For chat applications, conversation history grows with each turn. A 500 token system prompt on a 128k window is fine for turn 1, but a long conversation can fill the window regardless of system prompt size. The system prompt is fixed cost; conversation history is variable cost.

Budget Guidelines by Application Type

Interactive chat and agents

Keep system prompts under 10 to 15% of the context window. This preserves space for conversation history and multi-step reasoning. A 1000 token system prompt is not inherently a problem on a 128k model, but combine it with a 50-turn conversation, verbose tool outputs, and a long code generation response, and you approach the limit.

Single-turn classification and extraction

System prompt length matters less here because conversation history does not accumulate. You can use longer prompts with many examples if they improve accuracy.

Tool-heavy agents

Tool definitions consume tokens. The OpenAI and Anthropic APIs accept tool schemas as part of the request; these count against the context window. A complex agent with 10 tools and detailed parameter descriptions can have 2000+ tokens in tool schemas alone before the system prompt.

Token Reduction Techniques

Remove redundant instructions

If your system prompt says “Be helpful, concise, and professional” and also “Respond in a helpful and professional manner with clear, concise answers,” that is the same instruction written twice. One version is enough.

Trim verbose phrasing

Compare:

Before: “It is of the utmost importance that you always remember to greet the customer by their first name whenever their name is available to you in the conversation.”

After: “Greet the customer by name when available.”

The shorter version conveys identical instructions at roughly a quarter of the token count.

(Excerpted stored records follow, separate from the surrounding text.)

PR #273, opened 2021-06-04
Overall adjustments

cvriel:
- constant DATASTORE_TYPE moved to common
- replaced all quote methods in DAG's with common quote_string
- used psycopg2 in SQL statement financien_grootboek
- make return connection in common

### DIFF
--- a/src/dags/common/db.py
+++ b/src/dags/common/db.py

Move examples out of the system prompt

Few-shot examples are effective but expensive. A system prompt with five examples at 200 tokens each adds 1000 tokens of fixed cost to every request. Alternatives:

Use a retrieval system to fetch relevant examples at runtime based on the user’s query
Put examples in the first user/assistant message pair rather than the system prompt
Use a fine-tuned model where the examples have been baked into the weights

Use concise tool schemas

Tool descriptions should describe what the tool does and what its parameters mean, not write a paragraph about each one. Compare:

{
  "description": "This tool allows you to look up information about a specific order by its unique identifier. You should use this tool whenever a customer asks about the status of their order, shipping information, or the items they purchased.",
  "name": "order_lookup"
}

versus:

{
  "description": "Returns order status, shipping info, and line items for a given order_id.",
  "name": "order_lookup"
}

The second version is more useful to the model and uses fewer tokens.

Prompt Caching

If your system prompt is stable across requests, prompt caching eliminates most of the repeated input token cost.

Anthropic

Mark the end of your system prompt with a cache control breakpoint. Subsequent requests with the same prefix are served from cache at 10% of the normal input price for cache reads (cache write is 25% more expensive than normal input, amortized over subsequent reads).

system_prompt = [
  {
    "type": "text",
    "text": "You are a helpful customer support agent...",
    "cache_control": {"type": "ephemeral"}
  }
]

Cache entries last 5 minutes with automatic refresh on use.

OpenAI

OpenAI applies prompt caching automatically for prompts over 1024 tokens. Cached token reads are billed at 50% of normal input price. You do not need to opt in, but you do need a stable prefix. Varying the system prompt between requests defeats the cache.

When caching matters

At $3 per million input tokens (GPT-4o pricing), a 1000 token system prompt costs $0.003 per request. At 1 million requests per day, that is $3000 per day, or $90,000 per month. With 50% caching, that drops to $1500 per day. The savings scale directly with request volume and system prompt length.